Task prompt = Determine the number of lines of the records below that include "class". Respond with the number and no other text.

Exercise data =
PR #1816, opened 2023-09-14
Add serializers for different var types

picklelo:
Factored out var serialization so that it's not hardcoded within the compiler. The user can now define a serializer using the `@rx.serializer` decorator.

Added serializers for Plotly, dict, and date time.


reflex/components/graphing/plotly.py
```diff
@@ -25,7 +25,7 @@ class Plotly(PlotlyLib):
     is_default = True
 
     # The figure to display. This can be a plotly figure or a plotly data json.
-    data: Var[Figure]
+    data: Var[Any]
```
masenf, line 28:
```suggestion
    data: Var["Figure"]
```

And then at the top of the file, do something like

```python
try:
    from plotly.graph_objects import Figure
except ImportError:
    Figure = Any
```

That way the type checking at least works nicer when you do have plotly installed.

reflex/components/media/image.py
```diff
@@ -60,9 +63,37 @@ def get_triggers(self) -> Set[str]:
...
-        if types.is_image(type(self.src)):
-            self.src = Var.create(format.format_image_data(self.src))  # type: ignore
+        try:
+            from PIL.Image import Image as Img
+
+            # If the src is an image, convert it to a base64 string.
+            if types._isinstance(self.src, Img):
+                self.src = Var.create(serialize(self.src))  # type: ignore
+        except ImportError:
+            pass
```
masenf, line 73: Do we need the import guard here? Doesn't seem like this block is actually using `Img`

reflex/utils/serializers.py
```diff
@@ -0,0 +1,180 @@
...
+        raise ValueError("Serializer must take a single argument.")
+
+    # Get the type of the argument.
+    type_ = type_hints[args[0]]
+
+    # Make sure the type is not already registered.
+    registered_fn = SERIALIZERS.get(type_)
+    if registered_fn is not None and registered_fn != fn:
+        raise ValueError(
+            f"Serializer for type {type_} is already registered as {registered_fn}."
```
masenf, line 47: `registered_fn.__qualname__` might be useful here, in case the name is ambiguous

reflex/utils/serializers.py
```diff
@@ -0,0 +1,180 @@
...
+def serialize(value: Any) -> str | dict | None:
+    """Serialize the value to a JSON string.
+
+    Args:
+        value: The value to serialize.
+
+    Returns:
+        The serialized value, or None if a serializer is not found.
+    """
+    global SERIALIZERS
```
masenf, line 66:
```suggestion
```

reflex/utils/serializers.py
```diff
@@ -0,0 +1,180 @@
...
+        type_: The type to check.
+
+    Returns:
+        Whether there is a serializer for the type.
+    """
+    return get_serializer(type_) is not None
+
+
+@serializer
+def serialize_dict(prop: Dict[str, Any]) -> str:
```
masenf, line 117: can the existing `format.format_dict` function just be decorated as `@serializer` and then moved into this file later? the duplication of such complex functionality makes me nervous.

reflex/components/media/image.py
masenf: i guess i was thinking we can just call `self.src = Var.create(serialize(self.src))` and not care about what `self.src` is... looks like `serialize` has a default `str` handler.

tests/utils/test_serializers.py
```diff
@@ -0,0 +1,102 @@
...
+            The serialized value.
+        """
+        return str(value)
+
+    # Initially there should be no serializer for int.
+    assert not serializers.has_serializer(int)
+    assert serializers.serialize(5) is None
+
+    # Register the serializer.
+    serializers.serializer(serialize_test)
```
masenf, line 70:
```suggestion
    assert serializers.serializer(serialize_test) is serialize_test
```

just a bit of a regression test to make sure `serializer` isn't munging the object it decorates

masenf (approved):
killer!

reflex/components/graphing/plotly.py
```diff
@@ -39,14 +43,22 @@ class Plotly(PlotlyLib):
     # If true, the graph will resize when the window is resized.
     use_resize_handler: Var[bool]
 
-    def _render(self) -> Tag:
```
picklelo, line 42: Turns out this wasn't actually doing anything... We can reinvestigate how to add this logic back in.

reflex/components/media/image.py
```diff
@@ -60,6 +61,12 @@ def get_triggers(self) -> set[str]:
         """
         return super().get_triggers() | {"on_error", "on_load"}
 
+    def _render(self) -> Tag:
+        self.src.is_string = True
+
+        # Render the table.
```
masenf, line 67:
```suggestion
        # Render the image.
```

😉

masenf (approved):

reflex/components/media/image.py
picklelo: Will fix this in the follow up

Answer to this task = 2